2. The AGV energy storage method according to claim 1, wherein the detection circuit set comprises a resistance voltage dividing/temperature variation sampling circuit, an isolation operational amplifier unit, an amplifying circuit, a reference voltage circuit, and a voltage/current/temperature comparator, the output end of the resistance voltage division/shunt/temperature change sampling circuit is connected with the input end of the isolation operational amplifier circuit, the output end of the isolation operational amplifier circuit is connected with the input end of the amplifying circuit, the output end of the amplifying circuit is connected with one input end of the voltage/current/temperature comparator, the output end of the reference voltage circuit is connected with the other input end of the voltage/current/temperature comparator, and the output end of the voltage/current/temperature comparator is communicated with the detection feedback system through a CAN communication circuit.

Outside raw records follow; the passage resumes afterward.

PR #699, opened 2026-03-31
feat(RELEASE-2209): add helper scripts to create catalog fork

johnbieren:
This commit is part of a multi commit effort to enable running the catalog pipeline e2e test suites for PRs to this repo. This commit adds a bash script that will push a fork of the catalog repo with the utils imageRefs updated to one built from the PR. It also includes a python file (with unit tests) to cleanup the created fork once testing is complete.

We can then use this catalog fork via git resolver in the e2e test suites to test with our new image.

Assisted-By: Cursor

### DIFF
--- a/integration-tests/lib/catalog_clone_patch_push.sh
+++ b/integration-tests/lib/catalog_clone_patch_push.sh
@@ -1,0 +1,82 @@
+#!/usr/bin/env bash
+# Clone release-service-catalog, replace konflux-ci release-service-utils image refs with UTILS_IMAGE,
+# push to a new GitHub repo.
+# Outputs results for Tekton (stdout markers + optional result files).
+#
+# Required env: GITHUB_TOKEN, UTILS_IMAGE
+# Optional: CATALOG_REPO (default konflux-ci/release-service-catalog), CATALOG_REF (development),
+#           DEST_REPO_PREFIX (default hacbs-release-tests/catalog-e2e), PIPELINE_UID
+set -euo pipefail
+
+: "${GITHUB_TOKEN:?GITHUB_TOKEN is required}"
+: "${UTILS_IMAGE:?UTILS_IMAGE is required}"
+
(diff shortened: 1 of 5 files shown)


swickersh (commented):
I use cursor to help review PRs locally. I'm starting to think it sees "Assisted-by Cursor" and leaves glowing reviews 😄 

`This is solid work — clean code, good tests, sensible architecture for a real-world problem (testing image changes against downstream pipelines). The security concern about tokens in URLs is the most notable item, though it matches existing patterns in Tekton-based repos. The missing timeout on delete-repository.sh and the unhandled TimeoutExpired in _ls_remote_head are worth fixing before merge. Everything else is minor.`

johnbieren:
qodo gave one comment instead of opening threads (which is kinda nice) so I don't know how to respond to it. But, I implemented the first 2 changes (anonymous clone of the catalog repo + timeout in the cleanup script call), but not the third

integration-tests/lib/catalog_clone_patch_push.sh
```diff
@@ -0,0 +1,122 @@
...
+  echo "Removing .github/workflows before image patch (required for PAT push of development ref)."
+  rm -rf .github/workflows
+  git config user.email "catalog-e2e@konflux-ci"
+  git config user.name "konflux-release-team"
+  git add -A
+  git commit -m "chore(e2e): drop workflows for GitHub PAT push"
+fi
+
+export UTILS_IMAGE
+python3 << 'PATCHPY'
```
swickersh: What's the reasoning for this nested python section?
Why not call a separate python script from this shell script?

Or better yet, why do catalog_clone_patch_push in a bash script at all and not just make the whole thing python?
I'll still give LGTM either way, but this pattern feels off to me.

swickersh (dismissed):

swickersh (approved):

3. The AGV energy storage method according to claim 1, wherein the detection feedback system includes a communication module for performing data communication with the host controller, receiving working data sent by the host controller in real time, and setting parameters of the host controller;

4. The AGV energy storage method according to claim 3, wherein the working data includes charge and discharge current, cell voltage, and temperature data of the lithium battery.

5. The AGV energy storage method of claim 3, wherein the fault types include overcharge, overdischarge, over-current, over-temperature, and under-temperature.